Her classmates seem to feel the same way. On the first day of school, Mrs. Foster and Dina’s bilingual teacher, Helen Georgopoulous, were reluctant to let Dina play outside during recess. “Nobody has to go out there with me,” she told them fiercely. “I know how to make friends by myself.” The teachers let her go, then went anxiously to the window to watch. “There she was,” Mrs. Foster recalls with a smile, “fluttering all over the place like a butterfly.”

“My class loves me,” says Dina, and Mrs. Foster agrees. “The children are proud of her,” she says. “They feel responsible for her.” They are not alone. Vasilios Gaitanos, 32, a piano player at a local Greek nightspot, starred in a television benefit to raise money for Dina’s hospital bills. Now Dina phones him every day, and says she wants to preserve him in oil and vinegar so he won’t be too old to marry her when she grows up. Another who cherishes Dina is Mrs. Argiris, who helped the Triantafilidis family find a home in Chicago and has unofficially made Dina her godchild. “I never experienced anything as painful as when I first saw Dina,” she says. “But I like courageous people who are strong and survive. I’ve watched her grow better every day, and I’ve seen her settle down.” Mrs. Argiris was ecstatic a few weeks ago when Dina came rushing home after school to announce: “I don’t have time to talk to you! Little girls are waiting outside to play with me!”

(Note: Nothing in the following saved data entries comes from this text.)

PR #76, opened 2018-02-07
Install python-catkin-pkg to fix Travis

trainman419:
Travis CI fails because the catkin_pkg module is not installed. Install it to fix travis.

This also reverts the previous hardcoding of the build environment to a deprecated type. now that Trusty builds seem to be working correctly on Travis again.

### DIFF
--- a/.travis.yml
+++ b/.travis.yml
@@ -1,7 +1,6 @@
 sudo: required
 dist: trusty
 language: generic
-group: deprecated-2017Q3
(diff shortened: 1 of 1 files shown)


LoyVanBeek:
Interesting. I tried installing python-catkin-pkg and that didn't work. It is a dependency of ros-indigo-catkin, so I'm not sure why this change fixes it.

PR #114, opened 2019-06-24
Use timer

Karsten1987:
This is currently based on #112, but thinking about it, I believe it makes a lot of sense to use the inbuilt timer functionalities of ROS2 instead of manually comparing time stamps. 
This eases a lot of the logic and makes it easier to read as well.

However, this breaks API. But given that this package hasn't been released yet, I believe that's okay.


Karsten1987:
CI for this:
* Linux [Build Status](http://ci.ros2.org/job/ci_linux/7425/)
* Linux-aarch64 [Build Status](http://ci.ros2.org/job/ci_linux-aarch64/3575/)
* macOS [Build Status](http://ci.ros2.org/job/ci_osx/6092/)
* Windows [Build Status](http://ci.ros2.org/job/ci_windows/7247/)

Karsten1987:
new round of CI:
* Linux [Build Status](http://ci.ros2.org/job/ci_linux/8014/)
* Linux-aarch64 [Build Status](http://ci.ros2.org/job/ci_linux-aarch64/4026/)
* macOS [Build Status](http://ci.ros2.org/job/ci_osx/6525/)
* Windows [Build Status](http://ci.ros2.org/job/ci_windows/7865/)

Karsten1987:
@norro @ralph-lange Do you mind reviewing this?

Karsten1987:
windows warnings addressed:
* Linux [Build Status](http://ci.ros2.org/job/ci_linux/8015/)
* Linux-aarch64 [Build Status](http://ci.ros2.org/job/ci_linux-aarch64/4027/)
* macOS [Build Status](http://ci.ros2.org/job/ci_osx/6526/)
* Windows [Build Status](http://ci.ros2.org/job/ci_windows/7868/)

diagnostic_updater/diagnostic_updater/_diagnostic_updater.py
```diff
@@ -229,40 +229,22 @@ class Updater(DiagnosticTaskVector):
...
         self.warn_nohwid_done = False
 
     def update(self):
         """Causes the diagnostics to update if the inter-update interval has been exceeded."""
-        self._check_diagnostic_period()
-        now = self.clock.now()
-        if now >= self.last_time:
-            self.force_update()
-
-    def force_update(self):
```
norro, line 257: Did the timer refactoring make it necessary to drop force_update (in python and c++)?

diagnostic_updater/diagnostic_updater/_diagnostic_updater.py
```diff
@@ -229,40 +229,22 @@ class Updater(DiagnosticTaskVector):
     reason.
```
norro: If force_update is dropped, documentation block needs to be updated, as it still mentions this feature.

diagnostic_updater/include/diagnostic_updater/diagnostic_updater.hpp
```diff
@@ -369,35 +361,44 @@ class Updater : public DiagnosticTaskVector
   /**
```
norro, line 357: Same as with python: if force_udpate is kicked out, documentation block needs to be updated.

norro (commented):
I like that you are now using the built-in timer. I stumbled upon kicking out `force_update`, but I guess, this is due to the timer change. Other than that, it looks good to me. 

I couldn't run the code, because I seem to need a newer rclcpp version than the one I have on my machine (for `create_timer`). But this is checked by CI anyway, I suppose.

diagnostic_updater/diagnostic_updater/_diagnostic_updater.py
Karsten1987: the update function didn't really do anything if the period wasn't exceeded yet. So I believe it doesn't make sense to have a `force_update` function, which basically then just calls update. 
If you wanted to force an update, you could always just call `update` on your diagnostic updater instance

Karsten1987:
Thanks for the review. I've addressed your concerns about documentation and some additional style mismatches in  c7efe7b 
Please give that another review :)

As for your missing `rclcpp` functions. That got addressed in a [patch release](https://github.com/ros2/rclcpp/pull/757), so you might have to run a `apt-get upgrade` to get the latest binaries of rclcpp.

diagnostic_updater/diagnostic_updater/_diagnostic_updater.py
norro: My understanding of the original implementation was, that `force_update()` will always update, but `update()` will only call `force_update()` when the period was exceeded. See https://github.com/ros/diagnostics/blob/ros2-devel/diagnostic_updater/diagnostic_updater/_diagnostic_updater.py#L254-L255 

This would mean that the two methods indeed have a different behavior. Calling `update()` with twice the configured rate will _still_ only send updates in the configrued rate, calling `force_update()` with twice the configured rate will _actually_ send updates with twice the configured rate.

Karsten1987: I think I see what you mean. In https://github.com/ros/diagnostics/pull/114/commits/18f5c771a1ba8cd1b9374583cc0e28f09f6c2c70 I have re-introduced the `force_update` method to make it more explicit. The result of this is that the `update` function becomes private to avoid any confusion.

norro (approved):

Karsten1987:
final round of CI:
* Linux [Build Status](http://ci.ros2.org/job/ci_linux/8047/)
* Linux-aarch64 [Build Status](http://ci.ros2.org/job/ci_linux-aarch64/4054/)
* macOS [Build Status](http://ci.ros2.org/job/ci_osx/6554/)
* Windows [Build Status](http://ci.ros2.org/job/ci_windows/7914/)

Whether Dina’s face can ever be completely restored, or her badly crippled fingers rehabilitated, doctors are unwilling to speculate. “There are no miracles,” sighs Dr. Desmond Kernahan, chief of plastic surgery at Children’s Memorial Hospital. “Burns are a dreary business from all points of view.” Still, the specialists are confident of Dina’s will to endure, even though as many as seven more operations may be required in the next year and a half. “Dina will be able to get along with a handicap that would subdue other kids,” says Dr. Schafer. “What we’re trying to do is make it so her face can keep up with her spirit.”